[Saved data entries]
....
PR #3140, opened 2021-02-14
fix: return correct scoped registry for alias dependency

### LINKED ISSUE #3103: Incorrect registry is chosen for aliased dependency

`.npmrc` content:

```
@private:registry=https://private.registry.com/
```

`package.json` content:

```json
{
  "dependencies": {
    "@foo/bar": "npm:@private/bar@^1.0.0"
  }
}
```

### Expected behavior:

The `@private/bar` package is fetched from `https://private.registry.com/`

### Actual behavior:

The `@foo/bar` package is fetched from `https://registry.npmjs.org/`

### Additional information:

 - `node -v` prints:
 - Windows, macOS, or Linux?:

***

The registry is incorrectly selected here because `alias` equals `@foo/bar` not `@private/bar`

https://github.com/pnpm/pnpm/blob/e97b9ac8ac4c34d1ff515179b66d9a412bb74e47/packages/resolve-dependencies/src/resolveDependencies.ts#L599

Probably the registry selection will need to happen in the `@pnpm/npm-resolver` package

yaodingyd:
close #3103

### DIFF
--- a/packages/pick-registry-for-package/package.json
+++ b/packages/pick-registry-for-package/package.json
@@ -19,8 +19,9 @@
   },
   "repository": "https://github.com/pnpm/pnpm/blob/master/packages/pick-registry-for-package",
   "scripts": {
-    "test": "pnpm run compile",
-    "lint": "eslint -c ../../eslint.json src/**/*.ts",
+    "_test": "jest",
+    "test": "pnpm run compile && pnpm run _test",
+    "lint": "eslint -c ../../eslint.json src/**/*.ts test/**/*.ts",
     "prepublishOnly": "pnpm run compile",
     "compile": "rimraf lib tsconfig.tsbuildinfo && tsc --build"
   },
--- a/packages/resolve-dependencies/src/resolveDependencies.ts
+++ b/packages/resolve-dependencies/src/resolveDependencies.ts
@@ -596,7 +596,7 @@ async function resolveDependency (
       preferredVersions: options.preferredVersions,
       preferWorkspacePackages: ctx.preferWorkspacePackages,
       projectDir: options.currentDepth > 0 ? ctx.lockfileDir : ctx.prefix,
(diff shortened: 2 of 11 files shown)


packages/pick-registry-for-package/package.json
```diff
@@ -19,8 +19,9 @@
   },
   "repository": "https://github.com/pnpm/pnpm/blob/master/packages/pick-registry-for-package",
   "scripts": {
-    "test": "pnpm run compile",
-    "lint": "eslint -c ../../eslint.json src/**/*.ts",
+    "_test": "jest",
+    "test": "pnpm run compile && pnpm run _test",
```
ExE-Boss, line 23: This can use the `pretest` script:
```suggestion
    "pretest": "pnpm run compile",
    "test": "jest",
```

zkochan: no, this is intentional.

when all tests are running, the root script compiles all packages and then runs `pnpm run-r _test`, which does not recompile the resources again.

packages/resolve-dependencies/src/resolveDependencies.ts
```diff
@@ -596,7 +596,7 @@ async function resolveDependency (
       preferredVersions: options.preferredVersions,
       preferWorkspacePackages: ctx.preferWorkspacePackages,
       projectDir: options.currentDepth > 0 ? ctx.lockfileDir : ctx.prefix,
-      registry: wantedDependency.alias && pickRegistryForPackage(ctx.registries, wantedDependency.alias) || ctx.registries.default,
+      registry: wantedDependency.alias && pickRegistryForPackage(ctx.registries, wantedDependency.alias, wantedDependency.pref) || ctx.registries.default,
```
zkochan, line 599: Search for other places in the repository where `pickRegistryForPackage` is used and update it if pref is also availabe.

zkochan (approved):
....
> [YOUR INSTRUCTIONS]: Would you output every entry exactly as it was written?

> [EXERCISE RESULT]:
PR #3140, opened 2021-02-14
fix: return correct scoped registry for alias dependency

### LINKED ISSUE #3103: Incorrect registry is chosen for aliased dependency

`.npmrc` content:

```
@private:registry=https://private.registry.com/
```

`package.json` content:

```json
{
  "dependencies": {
    "@foo/bar": "npm:@private/bar@^1.0.0"
  }
}
```

### Expected behavior:

The `@private/bar` package is fetched from `https://private.registry.com/`

### Actual behavior:

The `@foo/bar` package is fetched from `https://registry.npmjs.org/`

### Additional information:

 - `node -v` prints:
 - Windows, macOS, or Linux?:

***

The registry is incorrectly selected here because `alias` equals `@foo/bar` not `@private/bar`

https://github.com/pnpm/pnpm/blob/e97b9ac8ac4c34d1ff515179b66d9a412bb74e47/packages/resolve-dependencies/src/resolveDependencies.ts#L599

Probably the registry selection will need to happen in the `@pnpm/npm-resolver` package

yaodingyd:
close #3103

### DIFF
--- a/packages/pick-registry-for-package/package.json
+++ b/packages/pick-registry-for-package/package.json
@@ -19,8 +19,9 @@
   },
   "repository": "https://github.com/pnpm/pnpm/blob/master/packages/pick-registry-for-package",
   "scripts": {
-    "test": "pnpm run compile",
-    "lint": "eslint -c ../../eslint.json src/**/*.ts",
+    "_test": "jest",
+    "test": "pnpm run compile && pnpm run _test",
+    "lint": "eslint -c ../../eslint.json src/**/*.ts test/**/*.ts",
     "prepublishOnly": "pnpm run compile",
     "compile": "rimraf lib tsconfig.tsbuildinfo && tsc --build"
   },
--- a/packages/resolve-dependencies/src/resolveDependencies.ts
+++ b/packages/resolve-dependencies/src/resolveDependencies.ts
@@ -596,7 +596,7 @@ async function resolveDependency (
       preferredVersions: options.preferredVersions,
       preferWorkspacePackages: ctx.preferWorkspacePackages,
       projectDir: options.currentDepth > 0 ? ctx.lockfileDir : ctx.prefix,
(diff shortened: 2 of 11 files shown)


packages/pick-registry-for-package/package.json
```diff
@@ -19,8 +19,9 @@
   },
   "repository": "https://github.com/pnpm/pnpm/blob/master/packages/pick-registry-for-package",
   "scripts": {
-    "test": "pnpm run compile",
-    "lint": "eslint -c ../../eslint.json src/**/*.ts",
+    "_test": "jest",
+    "test": "pnpm run compile && pnpm run _test",
```
ExE-Boss, line 23: This can use the `pretest` script:
```suggestion
    "pretest": "pnpm run compile",
    "test": "jest",
```

zkochan: no, this is intentional.

when all tests are running, the root script compiles all packages and then runs `pnpm run-r _test`, which does not recompile the resources again.

packages/resolve-dependencies/src/resolveDependencies.ts
```diff
@@ -596,7 +596,7 @@ async function resolveDependency (
       preferredVersions: options.preferredVersions,
       preferWorkspacePackages: ctx.preferWorkspacePackages,
       projectDir: options.currentDepth > 0 ? ctx.lockfileDir : ctx.prefix,
-      registry: wantedDependency.alias && pickRegistryForPackage(ctx.registries, wantedDependency.alias) || ctx.registries.default,
+      registry: wantedDependency.alias && pickRegistryForPackage(ctx.registries, wantedDependency.alias, wantedDependency.pref) || ctx.registries.default,
```
zkochan, line 599: Search for other places in the repository where `pickRegistryForPackage` is used and update it if pref is also availabe.

zkochan (approved):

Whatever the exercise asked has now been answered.